Reputation: 473
I want to add a new line every time my program finds a regex. I want to keep the regex and only have a new line begin after it. The text is read from a .txt
file.
I am able to find the regex, but when I try to add a new line, it returns as shown below, in Actual output.
I have been trying to fix this for hours, and would be glad about help.
Here is a quick example:
In:
STLB 1234 444 text text text
STLB 8796 567 text text text
EDIT In:
STLB 1234 444text text text
STLB 8796 567text text text
Wanted Output:
STLB 1234 444
text text text
STLB 8796 567
text text text
Actual Output:
(STLB.*\d\d\d)
(STLB.*\d\d\d)
Here is my code:
stlb_match = re.compile('|'.join(['STLB.*\d\d\d']))
with open(in_file5, 'r', encoding='utf-8') as fin5, open(out_file5, 'w', encoding='utf-8') as fout5:
lines = fin5.read().splitlines()
for i, line in enumerate(lines):
matchObj1 = re.match(start_rx, line)
if not matchObj1:
first_two_word = (" ".join(line.split()[:2]))
if re.match(stlb_match,line):
line =re.sub(r'(STLB.*\d\d\d)', r'(STLB.*\d\d\d)'+' \n', line)

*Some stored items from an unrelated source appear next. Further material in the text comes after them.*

PR #6304, opened 2021-02-02
chore: add @Override tag on some methods

nisiyong:

There are a lot of methods that haven't annotate with the `@Override` tag, but they should be.
I use some tools to find all methods that miss the `@Override` tag and fix it. PTAL.

### DIFF
--- a/apm-checkstyle/checkStyle.xml
+++ b/apm-checkstyle/checkStyle.xml
@@ -105,6 +105,7 @@
         <module name="TypeName">
             <property name="format" value="(^[A-Z][a-zA-Z0-9]*$)|(^[A-Z][A-Z0-9]*(_[A-Z0-9]+)*$)"/>
         </module>
+        <module name="MissingOverride"/>
 
         <!--whitespace-->
         <module name="GenericWhitespace"/>
--- a/apm-commons/apm-datacarrier/src/main/java/org/apache/skywalking/apm/commons/datacarrier/common/AtomicRangeInteger.java
+++ b/apm-commons/apm-datacarrier/src/main/java/org/apache/skywalking/apm/commons/datacarrier/common/AtomicRangeInteger.java
@@ -54,18 +54,22 @@ public class AtomicRangeInteger extends Number implements Serializable {
         return this.values.get(VALUE_OFFSET);
     }
 
+    @Override
     public int intValue() {
         return this.values.get(VALUE_OFFSET);
     }
 
+    @Override
     public long longValue() {
         return this.values.get(VALUE_OFFSET);
     }
 
+    @Override
     public float floatValue() {
         return this.values.get(VALUE_OFFSET);
     }
 
+    @Override
     public double doubleValue() {
         return this.values.get(VALUE_OFFSET);
     }
--- a/apm-sniffer/apm-agent-core/src/main/java/org/apache/skywalking/apm/agent/core/context/CorrelationContext.java
+++ b/apm-sniffer/apm-agent-core/src/main/java/org/apache/skywalking/apm/agent/core/context/CorrelationContext.java
@@ -176,6 +176,7 @@ public class CorrelationContext {
     /**
      * Clone the context data, work for capture to cross-thread.
      */
+    @Override
     public CorrelationContext clone() {
         final CorrelationContext context = new CorrelationContext();
         context.data.putAll(this.data);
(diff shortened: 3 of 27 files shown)


wu-sheng:
I am wondering, why we need all of them?

wu-sheng:
If this is only related code style, you need to polish the maven code style file too. If there is no mechanism to check in the CI process, this kind of thing could be missed again and again in the future.

nisiyong:
> I am wondering, why we need all of them?

I think it will be helpful when reading source code.

nisiyong:
> If this is only related code style, you need to polish the maven code style file too. If there is no mechanism to check in the CI process, this kind of thing could be missed again and again in the future.

Okay, I will polish the code style file.

nisiyong:
I just have updated codeStyle.xml and checkStyle.xml.

But should aware that the checkStyle.xml has a limitation to verify annotation @Override according to [#MissingOverride](https://checkstyle.sourceforge.io/config_annotation.html#MissingOverride).
> Verifies that the @Override annotation is present when the @inheritDoc javadoc tag is present.

Those missing `@Override` methods mostly has added to source code for a while. Maybe at that time, the IDE didn't show the warning message by default. Now IDE will automate add @Override annotation when you override a method,.

kezhenxu94:
> But should aware that the checkStyle.xml has a limitation to verify annotation @override according to [#MissingOverride](https://checkstyle.sourceforge.io/config_annotation.html#MissingOverride).
> 
> >

This doesn't make much sense actually, we seldom use `{@inheritDoc}` in our code

nisiyong:
> > But should aware that the checkStyle.xml has a limitation to verify annotation @override according to [#MissingOverride](https://checkstyle.sourceforge.io/config_annotation.html#MissingOverride).
> > >
> 
> This doesn't make much sense actually, we seldom use `{@inheritDoc}` in our code

Yes, it is. But there was the only config I found in CheckStyle Reference.

wu-sheng:
> > But should aware that the checkStyle.xml has a limitation to verify annotation @override according to [#MissingOverride](https://checkstyle.sourceforge.io/config_annotation.html#MissingOverride).
> > >
> 
> This doesn't make much sense actually, we seldom use `{@inheritDoc}` in our code

I can not open this sourceforge website, what does it say there? Could you provide a screenshot here?

wu-sheng:
@kezhenxu94 What do you think about this codeStyle change? Personally, I am +0 to this kind of change.

kezhenxu94 (approved):
> @kezhenxu94 What do you think about this codeStyle change? Personally, I am +0 to this kind of change.

I’m +1 to add this, what I meant was we still need to find some other methods to enforce this.

kezhenxu94:
> {@inheritDoc}

It says it only checks this method commented with `/** {@inheritDoc} */` because `checkstyle` is static analyzer, it cannot see a class’s parent class when analyzing, hence doesn’t know whether the method is overriding its parent’s method

wu-sheng:
> I’m +1 to add this, what I meant was we still need to find some other methods to enforce this.

Does current checkStyle change enforce this?

> It says it only checks this method commented with /** {@inheritDoc} */ because checkstyle is static analyzer, it cannot see a class’s parent class when analyzing, hence doesn’t know whether the method is overriding its parent’s method

What does this mean to `@Override`? I read the missing `@Override` could cause CI failure in the style check plugin doc. I am not sure I am following.

kezhenxu94:
> > I’m +1 to add this, what I meant was we still need to find some other methods to enforce this.
> 
> Does current checkStyle change enforce this?

Not really. The added rule will only fail the CI if the method actually overrides its parent’s method, AND is commented (JavaDoc) with `/** {@inheritDoc} */’, this doesn’t make sense at all b/c we seldom use that JavaDoc and if you add that JavaDoc, why will you forget to add `@Override`. 

> 
> > It says it only checks this method commented with /** {@inheritdoc} */ because checkstyle is static analyzer, it cannot see a class’s parent class when analyzing, hence doesn’t know whether the method is overriding its parent’s method
> 
> What does this mean to `@Override`? I read the missing `@Override` could cause CI failure in the style check plugin doc. I am not sure I am following.

See 👆。

I approve the code changes in this PR (add the missing `@Override`), but this rule only take very limited effects, does no harm though.

wu-sheng:
> See 👆。
> 
> I approve the code changes in this PR (add the missing `@Override`), but this rule only take very limited effects, does no harm though. I prefer to investigate some other dedicated tools professional at code analysis (Sonar, CodeQL, etc.) to enforce this.

Agree, I just don't want this kind of PR keeps coming, because even this is correct from coding style perspective, it is not really very useful as nearly 100% people use IDE rather than text.editor to write Java codes.
I have concerned people may use this kind of PR to make them having higher rank in the contributor list(not referring this one), as some people are marketing the rank position in the top level project. I will be more cautious if there is another this kind of PR happens in the future.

elif re.match(first_two_word, line):
line = line.replace(first_two_word, "\n" + first_two_word)
fout5.write(line)
Upvotes: 1
Views: 214
Reputation: 2624
Assuming the lines have always this format STLB <number> <number> <text>
, this whould work:
with open(in_file5, 'r', encoding='utf-8') as fin5, open(out_file5, 'w', encoding='utf-8') as fout5:
for l in fin5:
l = re.sub(r'(STLB\s*\d+\s*\d+)\s*', r'\1\n', l)
fout5.write(l)
fout5.write('\n')
STLB 1234 444 text text text
STLB 8796 567 text text text
STLB 1234 444
text text text
STLB 8796 567
text text text
Note the \s*
at the end of the RegEx, but the capturing group ends before so, those trailing spaces are left out.
writelines
with open(in_file5, 'r', encoding='utf-8') as fin5, open(out_file5, 'w', encoding='utf-8') as fout5:
fout5.writelines([re.sub(r'(STLB\s*\d+\s*\d+)\s*', r'\1\n', l) for l in fin5])
Let me know if this works for you
Upvotes: 3
Reputation: 91430
Your replacement part is wrong, youcannot put regex in it. Change to:
line = 'STLB 1234 444 text text text'
line = re.sub(r'(STLB.*\d\d\d)', r"\1\n", line)
print line
Output:
STLB 1234 444
text text text
Or:
line = re.sub(r'(STLB.*\d\d\d) ', r"\1\n", line)
if you want to remove the space at the beginning of the second line
Upvotes: 1